When I was a kid, I loved the start of school – fresh pencils, a new teacher and lots of new material to learn. Not surprisingly, I was the kid with her hand up any time a teacher asked a question and needed an answer. I was lucky that Connie Kramer – my gifted and talented teacher – taught me about Bloom’s Taxonomy and the value in asking the right questions before jumping to a conclusion. Since then, I have always been more intrigued by digging deep into the why behind things rather than immediately jumping to a conclusion. I now teach this concept on the first day of my college class in Social Entrepreneurship. It is the right way to start our semester together, because as social entrepreneurs we have to “fall in love with the problem, not the solution.” I also used this quip in my favorite Social TrendSpotter post from this summer, “Pearls of Wisdom: Advice to Rising Social Entrepreneurs,” which included advice collected from social pioneers. A very smart young lady dug deep and asked me the why behind this statement. I wanted to share my response.

Q: I don’t understand this: “Fall in love with the problem, not the solution.” My problem is high unemployment in my area.

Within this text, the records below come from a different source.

PR #29086, opened 2021-04-12
Add python3-flask-cors and python3-flask-socketio 

youliangtan:
## Package name:

`flask-cors` and `flask-socketio`

## Purpose of using this:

I want to create jobs and the solution is job development. Please explain.

A: I am so glad you asked this question – it is THE fundamental “way of thinking” that differentiates social entrepreneurs from the traditional charitable approach. (BTW – we have a step-by-step, uniquely social entrepreneurship process called “Social Alchemy” that we covered in a past SEE Change article.)

First, social entrepreneurs focus on the problem they are solving, not the solution. So, in your case, why does your community have high unemployment? Is it related to education, a skill gap or barriers to employment? You could create jobs – as a solution – but not solve the problem – high unemployment. So, the first step in social alchemy is to understand the problem through research, conversations with those impacted and mapping of existing resources.

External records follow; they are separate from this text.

PR #29103, opened 2021-04-12
Update Rolling rqt_msg branch to match release repo.

clalancette:


ivanpauno (approved):
I should also update the `track` file in the release repo.
I will `bloom-release --edit` it so we have the last patch in and the track file updated

ivanpauno:
See https://github.com/ros/rosdistro/pull/29105 (rolling) and https://github.com/ros/rosdistro/pull/29106 (foxy).

PR #29135, opened 2021-04-14
New version Nerian ROS node, including first version for ROS2

nerian-vision:
Unfortunately bloom refuses to generate automatic pull requests at the moment, so here's a manual submission. We released the first version of the node for our 3D cameras for ROS2. Also we updated the packages for ROS1.

## Package name:

nerian_stereo

## Package Upstream Source:

https://github.com/nerian-vision/nerian_stereo_ros2.git

## Purpose of using this:

This is the ROS2 version of the node for Nerian's 3D cameras
Distro packaging links:


cottsay (approved):

tfoote:
In the future please submit these as separate pull requests for each distro. Different distros have different release timelines and sync freeze times. As well as a potential necessary rollback is much harder to track if it's cross coupled. You got lucky, but if you were off by one day Foxy sync freeze would be blocking this merge.

Related the Kinetic update is highly urgent because we are preparing for the final kinetic sync. All releases should be prepared by April 20th and we will have a long soak time until April 26th. Please make sure to test from the [testing repository](http://wiki.ros.org/TestingRepository) to make sure that there's no regressions after this is released. You can get more info from [this thread on ROS Discourse](https://discourse.ros.org/t/preparing-for-final-kinetic-sync/19805)

ros-discourse:

https://discourse.ros.org/t/releasing-a-package-for-ros2/19965/3

PR #30153, opened 2021-07-11
tf2_2d: 0.6.1-1 in 'melodic/distribution.yaml' [bloom]

ayrton04:
Increasing version of package(s) in repository `tf2_2d` to `0.6.1-1`:

- upstream repository: https://github.com/locusrobotics/tf2_2d.git
- release repository: https://github.com/locusrobotics/tf2_2d-release.git
- bloom version: `0.10.7`

## tf2_2d

```
* Contributors: Stephen Williams
```

### DIFF
--- a/melodic/distribution.yaml
+++ b/melodic/distribution.yaml
@@ -13070,6 +13070,18 @@ repositories:
       url: https://github.com/Terabee/teraranger_array.git
       version: master
     status: maintained
+  tf2_2d:
+    release:
+      tags:
+        release: release/melodic/{package}/{version}
+      url: https://github.com/locusrobotics/tf2_2d-release.git
+      version: 0.6.1-1
+    source:
+      test_pull_requests: true
+      type: git
+      url: https://github.com/locusrobotics/tf2_2d.git
+      version: devel
+    status: developed
   tf2_server:
     doc:
       type: git


ayrton04:
Question: we have another package that we are going to release that depends on this one. Once the build farm builds this package, will we be able to release the other package, or do we have to wait for a sync? I can't recall whether the ROS buildfarm gets its dependencies from the synced packages or the ones that are waiting to be synced.

clalancette:
> Question: we have another package that we are going to release that depends on this one. Once the build farm builds this package, will we be able to release the other package, or do we have to wait for a sync? I can't recall whether the ROS buildfarm gets its dependencies from the synced packages or the ones that are waiting to be synced.

Once it successfully builds on the buildfarm, you can release a package that depends on this one.  No need to wait for a sync.

ivanpauno:
The repo has a top level BSD licence, but the tag in the package.xml says something else?
https://github.com/locusrobotics/tf2_2d/blob/323015b6c50f357bfa494fdad38fe3723ec2976e/package.xml#L12

Could you fix that?

ayrton04:
Yes, yes I can. Sorry about that. That package was internal before we released it. Should I just fix and bloom, and then update this PR with the new version number?

ivanpauno:
> Yes, yes I can. Sorry about that. That package was internal before we released it. Should I just fix and bloom, and then update this PR with the new version number?

that sounds fine, but you can also open a new PR with bloom directly

ayrton04:
Actually, we should either merge this and I can immediately patch it, or we can close this PR and I can submit a new PR. This package isn't in the distro yet, so the new PR would have the entire stanza in it. Is the latter preferable?

ivanpauno:
> Actually, we should either merge this and I can immediately patch it, or we can close this PR and I can submit a new PR. This package isn't in the distro yet, so the new PR would have the entire stanza in it. Is the latter preferable?

Last option sounds good to me.

ayrton04:
https://github.com/ros/rosdistro/pull/30181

Second, social entrepreneurs believe that the best solutions are bottom up – they bring those we serve into the solution. In your case, you have two customers – employers AND employees. What jobs do the people in your area want? What would get them to a livable wage? What are the high vacancy jobs that employers cannot fill? Where is the best nexus between job demand and job supply?

If you follow this logic, you aren’t just creating jobs, you are creating a vibrant future for your community – a strong pipeline of employment. Renewed economic development. Living wage careers with benefits, not just jobs. Wrap-around services that support employment through effective distribution of transportation and childcare. You get the idea – this is precisely how we as social entrepreneurs think and solve problems instead of “falling in love a solution.”

As we approach our work with a renewed sense of purpose this fall, I hope you reflect on this strategy and ask more questions before you dive into solutions. It is only through digging deep that we get to the root of our problems and discover the often unlikely solutions and collaborations that are true gamechangers. I’d love your thoughts about this approach and how you use it in your organization.